[To do]: Go through the entries below. Copy each line in which "breaks" appears.

(Records from a collection)
=== Section Start ===

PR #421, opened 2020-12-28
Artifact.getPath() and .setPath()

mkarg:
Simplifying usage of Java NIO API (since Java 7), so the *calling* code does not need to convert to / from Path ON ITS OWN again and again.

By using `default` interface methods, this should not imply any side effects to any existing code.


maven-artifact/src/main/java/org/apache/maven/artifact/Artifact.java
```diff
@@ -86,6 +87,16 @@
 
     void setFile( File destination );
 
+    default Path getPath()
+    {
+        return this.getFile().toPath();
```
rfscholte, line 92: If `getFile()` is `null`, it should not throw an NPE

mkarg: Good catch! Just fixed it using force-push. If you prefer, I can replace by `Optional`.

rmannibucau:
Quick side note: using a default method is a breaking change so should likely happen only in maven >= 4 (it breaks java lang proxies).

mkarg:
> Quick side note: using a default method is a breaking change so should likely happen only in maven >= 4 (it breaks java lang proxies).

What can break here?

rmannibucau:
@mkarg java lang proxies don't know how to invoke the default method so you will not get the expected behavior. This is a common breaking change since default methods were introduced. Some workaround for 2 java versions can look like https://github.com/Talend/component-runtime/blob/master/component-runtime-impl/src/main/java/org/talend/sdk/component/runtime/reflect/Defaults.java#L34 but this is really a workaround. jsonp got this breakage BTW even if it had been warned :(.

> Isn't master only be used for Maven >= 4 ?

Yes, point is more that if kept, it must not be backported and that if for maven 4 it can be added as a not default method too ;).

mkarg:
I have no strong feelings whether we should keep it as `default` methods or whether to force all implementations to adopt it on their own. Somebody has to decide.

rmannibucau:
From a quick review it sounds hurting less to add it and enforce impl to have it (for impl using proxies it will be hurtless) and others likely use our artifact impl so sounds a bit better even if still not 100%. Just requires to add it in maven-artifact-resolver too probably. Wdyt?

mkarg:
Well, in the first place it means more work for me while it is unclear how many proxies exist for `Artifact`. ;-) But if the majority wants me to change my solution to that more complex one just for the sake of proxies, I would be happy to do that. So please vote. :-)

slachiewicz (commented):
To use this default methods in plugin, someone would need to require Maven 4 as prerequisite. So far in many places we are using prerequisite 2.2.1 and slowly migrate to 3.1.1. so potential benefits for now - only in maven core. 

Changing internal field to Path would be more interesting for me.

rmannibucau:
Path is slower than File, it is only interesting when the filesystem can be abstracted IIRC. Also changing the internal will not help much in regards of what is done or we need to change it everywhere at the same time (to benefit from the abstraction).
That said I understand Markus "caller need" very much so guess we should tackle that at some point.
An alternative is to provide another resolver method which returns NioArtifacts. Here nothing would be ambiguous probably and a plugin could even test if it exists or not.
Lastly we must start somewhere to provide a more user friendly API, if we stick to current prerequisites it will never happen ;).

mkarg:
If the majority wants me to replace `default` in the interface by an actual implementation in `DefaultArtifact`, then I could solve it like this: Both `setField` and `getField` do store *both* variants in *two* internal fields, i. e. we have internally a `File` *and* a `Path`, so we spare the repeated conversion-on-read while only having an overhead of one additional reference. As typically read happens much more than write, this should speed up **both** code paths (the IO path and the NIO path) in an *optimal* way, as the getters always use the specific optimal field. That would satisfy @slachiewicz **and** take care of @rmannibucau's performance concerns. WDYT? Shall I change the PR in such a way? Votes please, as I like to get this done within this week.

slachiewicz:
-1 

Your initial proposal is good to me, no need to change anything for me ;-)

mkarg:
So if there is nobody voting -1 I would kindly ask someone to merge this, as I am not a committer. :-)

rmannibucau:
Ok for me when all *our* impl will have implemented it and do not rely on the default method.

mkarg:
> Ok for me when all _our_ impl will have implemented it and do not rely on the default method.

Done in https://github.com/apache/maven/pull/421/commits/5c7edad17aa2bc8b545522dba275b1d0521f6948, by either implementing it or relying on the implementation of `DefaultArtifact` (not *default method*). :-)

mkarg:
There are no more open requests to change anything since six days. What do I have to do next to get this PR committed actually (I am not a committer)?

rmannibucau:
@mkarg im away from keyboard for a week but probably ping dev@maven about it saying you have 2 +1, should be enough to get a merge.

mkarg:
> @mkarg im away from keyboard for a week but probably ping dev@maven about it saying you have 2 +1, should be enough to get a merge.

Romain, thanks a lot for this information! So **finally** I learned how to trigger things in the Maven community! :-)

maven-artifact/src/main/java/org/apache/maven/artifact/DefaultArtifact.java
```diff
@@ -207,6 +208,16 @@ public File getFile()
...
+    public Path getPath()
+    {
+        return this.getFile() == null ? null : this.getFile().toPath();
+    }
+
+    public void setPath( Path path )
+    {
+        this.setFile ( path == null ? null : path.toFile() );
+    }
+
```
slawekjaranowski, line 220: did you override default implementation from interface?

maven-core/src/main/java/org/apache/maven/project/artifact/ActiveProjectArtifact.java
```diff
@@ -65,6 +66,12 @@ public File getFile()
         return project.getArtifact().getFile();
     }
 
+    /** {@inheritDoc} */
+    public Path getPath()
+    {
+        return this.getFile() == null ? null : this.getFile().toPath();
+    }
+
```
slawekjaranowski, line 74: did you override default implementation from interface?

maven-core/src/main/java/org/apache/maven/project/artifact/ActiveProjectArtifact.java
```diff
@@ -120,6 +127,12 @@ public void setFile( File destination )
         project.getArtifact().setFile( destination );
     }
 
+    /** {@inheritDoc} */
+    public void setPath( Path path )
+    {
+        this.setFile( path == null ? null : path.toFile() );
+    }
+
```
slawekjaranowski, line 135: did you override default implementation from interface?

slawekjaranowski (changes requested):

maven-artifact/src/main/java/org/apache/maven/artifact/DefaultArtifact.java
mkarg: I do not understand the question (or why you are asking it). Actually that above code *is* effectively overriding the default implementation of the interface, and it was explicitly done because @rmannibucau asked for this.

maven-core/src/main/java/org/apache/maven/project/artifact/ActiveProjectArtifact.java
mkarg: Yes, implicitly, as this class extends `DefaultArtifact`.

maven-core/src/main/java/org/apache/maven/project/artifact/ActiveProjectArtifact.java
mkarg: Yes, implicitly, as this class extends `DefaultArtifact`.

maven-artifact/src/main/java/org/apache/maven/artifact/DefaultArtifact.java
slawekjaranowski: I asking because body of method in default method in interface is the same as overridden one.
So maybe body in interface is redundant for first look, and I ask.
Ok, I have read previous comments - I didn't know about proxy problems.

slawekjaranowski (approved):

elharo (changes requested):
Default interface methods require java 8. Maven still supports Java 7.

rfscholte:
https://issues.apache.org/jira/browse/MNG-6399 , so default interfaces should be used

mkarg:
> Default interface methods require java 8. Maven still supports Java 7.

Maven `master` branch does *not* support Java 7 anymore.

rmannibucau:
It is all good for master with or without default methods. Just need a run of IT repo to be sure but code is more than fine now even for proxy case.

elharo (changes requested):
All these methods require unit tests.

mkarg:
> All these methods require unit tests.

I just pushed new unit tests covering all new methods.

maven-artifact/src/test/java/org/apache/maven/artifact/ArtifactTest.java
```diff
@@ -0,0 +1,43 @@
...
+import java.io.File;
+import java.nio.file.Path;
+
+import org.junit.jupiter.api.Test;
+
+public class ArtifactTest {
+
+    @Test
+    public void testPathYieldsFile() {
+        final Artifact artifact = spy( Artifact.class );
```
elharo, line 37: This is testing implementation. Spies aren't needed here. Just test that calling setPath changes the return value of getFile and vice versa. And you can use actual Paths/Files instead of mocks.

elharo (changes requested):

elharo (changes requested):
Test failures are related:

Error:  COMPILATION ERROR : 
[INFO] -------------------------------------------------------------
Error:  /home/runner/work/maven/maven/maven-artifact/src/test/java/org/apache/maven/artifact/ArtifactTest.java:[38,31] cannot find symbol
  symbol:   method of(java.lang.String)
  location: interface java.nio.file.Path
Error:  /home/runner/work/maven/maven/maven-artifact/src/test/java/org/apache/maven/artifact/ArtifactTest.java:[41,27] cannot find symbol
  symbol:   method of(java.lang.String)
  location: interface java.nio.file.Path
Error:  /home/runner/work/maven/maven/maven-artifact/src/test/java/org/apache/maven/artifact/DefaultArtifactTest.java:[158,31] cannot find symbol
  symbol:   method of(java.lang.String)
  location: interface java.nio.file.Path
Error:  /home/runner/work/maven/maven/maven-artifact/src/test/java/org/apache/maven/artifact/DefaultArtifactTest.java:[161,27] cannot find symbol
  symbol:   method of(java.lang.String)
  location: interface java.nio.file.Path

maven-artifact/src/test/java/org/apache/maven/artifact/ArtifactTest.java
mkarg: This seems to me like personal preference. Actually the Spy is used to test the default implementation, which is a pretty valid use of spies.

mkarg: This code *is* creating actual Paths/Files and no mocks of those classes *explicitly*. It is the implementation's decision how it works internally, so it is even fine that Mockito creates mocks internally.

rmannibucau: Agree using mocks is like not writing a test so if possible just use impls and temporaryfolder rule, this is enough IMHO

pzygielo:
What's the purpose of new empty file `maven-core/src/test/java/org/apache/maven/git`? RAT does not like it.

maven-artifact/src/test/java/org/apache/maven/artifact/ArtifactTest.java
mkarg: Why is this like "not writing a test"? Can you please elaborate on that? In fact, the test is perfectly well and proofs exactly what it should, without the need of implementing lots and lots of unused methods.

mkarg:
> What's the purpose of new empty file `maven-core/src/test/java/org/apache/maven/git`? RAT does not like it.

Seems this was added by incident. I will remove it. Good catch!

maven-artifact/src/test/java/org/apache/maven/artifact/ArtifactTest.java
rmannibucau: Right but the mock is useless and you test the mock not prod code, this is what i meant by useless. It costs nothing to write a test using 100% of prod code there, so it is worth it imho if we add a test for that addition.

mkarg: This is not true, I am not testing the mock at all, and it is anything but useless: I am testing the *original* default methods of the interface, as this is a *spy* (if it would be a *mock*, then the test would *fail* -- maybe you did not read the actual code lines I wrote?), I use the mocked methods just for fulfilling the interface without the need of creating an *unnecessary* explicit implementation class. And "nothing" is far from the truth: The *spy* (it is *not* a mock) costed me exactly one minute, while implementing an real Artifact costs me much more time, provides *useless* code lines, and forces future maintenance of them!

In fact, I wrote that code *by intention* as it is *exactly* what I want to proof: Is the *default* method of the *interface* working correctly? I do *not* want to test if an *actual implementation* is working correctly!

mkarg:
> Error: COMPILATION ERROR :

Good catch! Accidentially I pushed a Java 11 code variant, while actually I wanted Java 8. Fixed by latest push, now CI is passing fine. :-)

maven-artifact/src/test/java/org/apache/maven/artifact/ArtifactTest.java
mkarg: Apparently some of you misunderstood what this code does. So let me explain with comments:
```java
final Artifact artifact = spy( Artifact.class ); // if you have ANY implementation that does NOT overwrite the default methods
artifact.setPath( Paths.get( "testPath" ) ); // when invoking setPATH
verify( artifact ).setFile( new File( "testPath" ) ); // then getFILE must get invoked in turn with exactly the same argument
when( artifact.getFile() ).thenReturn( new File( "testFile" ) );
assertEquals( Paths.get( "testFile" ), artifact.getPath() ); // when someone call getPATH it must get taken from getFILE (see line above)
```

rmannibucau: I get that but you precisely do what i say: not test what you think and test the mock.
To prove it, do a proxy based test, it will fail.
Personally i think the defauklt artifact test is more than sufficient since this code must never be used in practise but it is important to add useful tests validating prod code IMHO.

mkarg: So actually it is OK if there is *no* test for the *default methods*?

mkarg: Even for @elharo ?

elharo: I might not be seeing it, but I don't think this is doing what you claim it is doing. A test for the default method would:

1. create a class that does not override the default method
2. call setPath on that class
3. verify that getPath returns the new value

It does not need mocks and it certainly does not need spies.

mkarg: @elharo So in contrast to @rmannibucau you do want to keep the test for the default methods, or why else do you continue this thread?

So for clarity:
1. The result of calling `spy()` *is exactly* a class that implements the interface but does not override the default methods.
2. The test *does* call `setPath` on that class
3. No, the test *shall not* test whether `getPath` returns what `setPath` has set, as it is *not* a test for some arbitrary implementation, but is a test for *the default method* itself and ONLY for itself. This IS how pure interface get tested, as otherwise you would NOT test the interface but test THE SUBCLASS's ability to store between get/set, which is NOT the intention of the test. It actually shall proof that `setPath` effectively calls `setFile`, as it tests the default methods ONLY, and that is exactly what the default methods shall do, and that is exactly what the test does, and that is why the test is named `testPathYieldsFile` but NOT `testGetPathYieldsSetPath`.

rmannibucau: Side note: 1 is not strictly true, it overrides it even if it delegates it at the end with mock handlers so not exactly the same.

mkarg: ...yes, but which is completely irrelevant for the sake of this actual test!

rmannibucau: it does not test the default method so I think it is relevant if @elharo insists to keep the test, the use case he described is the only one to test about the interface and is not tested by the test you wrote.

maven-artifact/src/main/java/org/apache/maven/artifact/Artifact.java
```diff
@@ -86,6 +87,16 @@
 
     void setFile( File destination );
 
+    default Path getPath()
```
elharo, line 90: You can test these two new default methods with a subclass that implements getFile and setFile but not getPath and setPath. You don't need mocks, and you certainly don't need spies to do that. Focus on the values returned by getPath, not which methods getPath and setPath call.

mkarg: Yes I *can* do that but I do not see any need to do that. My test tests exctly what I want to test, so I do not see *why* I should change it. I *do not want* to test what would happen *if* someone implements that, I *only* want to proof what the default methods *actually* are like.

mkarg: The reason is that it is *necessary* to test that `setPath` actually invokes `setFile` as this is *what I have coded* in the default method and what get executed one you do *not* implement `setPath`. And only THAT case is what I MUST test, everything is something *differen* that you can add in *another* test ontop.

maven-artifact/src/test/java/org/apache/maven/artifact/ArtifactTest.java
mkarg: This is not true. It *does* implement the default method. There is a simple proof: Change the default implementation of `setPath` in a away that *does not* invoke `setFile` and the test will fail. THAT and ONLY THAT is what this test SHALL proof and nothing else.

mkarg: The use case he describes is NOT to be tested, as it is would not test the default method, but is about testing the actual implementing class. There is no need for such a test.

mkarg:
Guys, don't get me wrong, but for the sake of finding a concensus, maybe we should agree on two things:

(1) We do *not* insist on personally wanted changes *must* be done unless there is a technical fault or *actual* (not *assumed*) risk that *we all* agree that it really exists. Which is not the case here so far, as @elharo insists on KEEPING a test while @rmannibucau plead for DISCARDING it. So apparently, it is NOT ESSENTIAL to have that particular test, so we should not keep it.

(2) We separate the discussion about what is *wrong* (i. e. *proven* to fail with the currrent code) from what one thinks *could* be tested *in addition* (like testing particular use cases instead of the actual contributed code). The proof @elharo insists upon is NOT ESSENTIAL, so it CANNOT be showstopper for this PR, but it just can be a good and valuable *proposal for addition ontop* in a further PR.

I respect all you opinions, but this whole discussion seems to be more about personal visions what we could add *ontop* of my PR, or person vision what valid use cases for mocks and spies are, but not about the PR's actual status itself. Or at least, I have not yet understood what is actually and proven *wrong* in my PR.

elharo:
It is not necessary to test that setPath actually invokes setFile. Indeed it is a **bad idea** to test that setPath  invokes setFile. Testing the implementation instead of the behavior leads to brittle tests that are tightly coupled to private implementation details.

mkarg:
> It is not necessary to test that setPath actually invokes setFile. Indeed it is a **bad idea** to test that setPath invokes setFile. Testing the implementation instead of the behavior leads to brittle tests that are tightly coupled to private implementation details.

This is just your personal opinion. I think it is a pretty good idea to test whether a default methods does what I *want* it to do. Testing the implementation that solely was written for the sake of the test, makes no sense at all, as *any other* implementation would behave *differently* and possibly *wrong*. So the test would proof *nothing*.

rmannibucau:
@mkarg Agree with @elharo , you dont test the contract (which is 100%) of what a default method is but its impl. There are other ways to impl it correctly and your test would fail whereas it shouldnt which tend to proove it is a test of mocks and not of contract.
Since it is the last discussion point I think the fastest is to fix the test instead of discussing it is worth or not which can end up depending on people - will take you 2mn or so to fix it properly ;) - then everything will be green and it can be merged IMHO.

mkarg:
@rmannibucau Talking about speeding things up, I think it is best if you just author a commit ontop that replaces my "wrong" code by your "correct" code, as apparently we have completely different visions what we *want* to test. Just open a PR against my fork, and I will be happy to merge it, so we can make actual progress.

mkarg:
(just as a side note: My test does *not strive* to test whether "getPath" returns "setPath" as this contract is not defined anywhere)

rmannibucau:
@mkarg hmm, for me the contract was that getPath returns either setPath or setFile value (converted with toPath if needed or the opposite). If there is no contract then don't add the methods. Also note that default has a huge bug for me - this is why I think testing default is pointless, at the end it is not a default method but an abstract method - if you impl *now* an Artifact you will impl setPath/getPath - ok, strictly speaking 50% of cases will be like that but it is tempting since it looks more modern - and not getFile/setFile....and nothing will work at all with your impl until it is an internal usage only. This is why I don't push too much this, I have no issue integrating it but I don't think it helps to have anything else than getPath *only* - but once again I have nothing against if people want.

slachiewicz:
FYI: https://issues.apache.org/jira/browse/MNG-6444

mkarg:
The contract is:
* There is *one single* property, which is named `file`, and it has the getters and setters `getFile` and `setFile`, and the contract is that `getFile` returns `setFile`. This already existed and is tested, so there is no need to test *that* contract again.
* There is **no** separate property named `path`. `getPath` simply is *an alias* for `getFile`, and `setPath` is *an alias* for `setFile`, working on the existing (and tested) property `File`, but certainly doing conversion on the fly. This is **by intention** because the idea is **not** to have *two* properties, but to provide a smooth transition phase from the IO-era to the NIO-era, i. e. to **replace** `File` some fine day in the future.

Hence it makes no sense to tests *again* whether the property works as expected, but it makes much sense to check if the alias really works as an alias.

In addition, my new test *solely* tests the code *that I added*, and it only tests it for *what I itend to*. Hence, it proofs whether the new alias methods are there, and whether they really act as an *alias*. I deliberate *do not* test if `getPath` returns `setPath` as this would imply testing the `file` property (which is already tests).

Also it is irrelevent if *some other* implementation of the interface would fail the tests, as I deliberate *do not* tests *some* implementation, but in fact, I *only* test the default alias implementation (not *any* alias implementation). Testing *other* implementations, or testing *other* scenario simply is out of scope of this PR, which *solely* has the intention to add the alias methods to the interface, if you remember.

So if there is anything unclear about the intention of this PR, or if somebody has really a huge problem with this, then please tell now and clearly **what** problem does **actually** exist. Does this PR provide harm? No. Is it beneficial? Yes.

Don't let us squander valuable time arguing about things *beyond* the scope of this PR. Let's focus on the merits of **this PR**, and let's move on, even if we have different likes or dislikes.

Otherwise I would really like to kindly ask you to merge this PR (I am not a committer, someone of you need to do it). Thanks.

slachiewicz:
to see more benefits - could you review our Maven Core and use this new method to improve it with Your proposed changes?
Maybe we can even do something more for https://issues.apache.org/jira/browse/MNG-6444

=== Section End ===

[Solution below]:
Quick side note: using a default method is a breaking change so should likely happen only in maven >= 4 (it breaks java lang proxies).
> Quick side note: using a default method is a breaking change so should likely happen only in maven >= 4 (it breaks java lang proxies).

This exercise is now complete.